I.              Pendahuluan
1.1         Latar Belakang
Dalam perkembangannya, kondisi penegakan dan perlindungan Hak Asasi Manusia di Indonesia semakin memprihatinkan dikarenakan semakin maraknya pelanggaran HAM berat yang terjadi. Dalam artikel yang ditulis oleh Agung Yudhawiranata disebutkan bahwa kasus Tanjung Priok, DOM Aceh, Irian, dan pelanggaran HAM di Timor-Timur sampai saat ini belum terselesaikan dikarenkan belum adanya instrumen perlindungan hukum yang memadai untuk mengadili para pelaku pelanggaran HAM tersebut.
Kejahatan atau pelanggaran Hak Asasi Manusia adalah kejahatan genosida dan kejahatan terhadap kemanusiaan. Dikarenakan pelanggaran yang dilakukan berkaitan dengan hak-hak yang dimiliki oleh individu, maka dari sini diperlukan sebuah pengadilan yang berfungsi untuk mengadili perkara-perkara tertentu, dalam hal ini yaitu Hak Asasi Manusia. Pengadilan yang dimaksud adalah pengadilan HAM, pengadilan HAM merupakan jenis pengadilan yang khusus untuk mengadili kejahatan terhadap sauatu kelompok tertentu dan terhadap kejahatan kemanusiaan. Pengadilan HAM dikatakan khusus karena dari segi penamaannya sudah spesifik menggunakan istilah pengadilan HAM.
Pengertian dari perlunya peradilan yang bersifat khusus inilah yang menjadi landasan pemikiran untuk adanya pengadilan khusus yang dikenal dengan pengadilan HAM. Oleh sebab itu, dengan adanya makalah ini penulis bermaksud untuk membahas secara detail berkenaan dengan pengadilan HAM di Indonesia, yang meliputi latar belakang lahirnya pengadilan HAM di Indonesia, landasan yuridis pengadilan HAM di Indonesia, serta bagaimana penerapan dari pengadilan HAM di Indonesia.

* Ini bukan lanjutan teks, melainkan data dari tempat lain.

PR #230, opened 2022-05-16
cosmos-sdk-protos: add `grpc-transport` feature

### LINKED ISSUE #226: Support `cosmos-sdk-proto` without `transport` feature of `tonic`
To call gRPC methods from browsers with `grpc-web` using webassembly, we need to disable `transport` feature of `tonic` which is not currently exposed in `cosmos-sdk-proto`.

tony-iqlusion:
Closes #226

Adds an on-by-default `grpc-transport` feature which enables the corresponding `transport` feature in `tonic`. The main use case is supporting gRPC in WASM environments.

1.2         Rumusan Masalah
Dalam makalah ini penulis akan membahas beberapa pokok bahasan, antara lain:
1.             Bagaimana latar belakang terbentuknya pengadilan HAM di Indonesia?
2.             Apa yang dimaksud dengan pengadilan HAM?
3.             Apa landasan yuridis dari pengadilan HAM di Indonesia?
4.             Bagaimana prosedur pengadilan HAM di Indonesia?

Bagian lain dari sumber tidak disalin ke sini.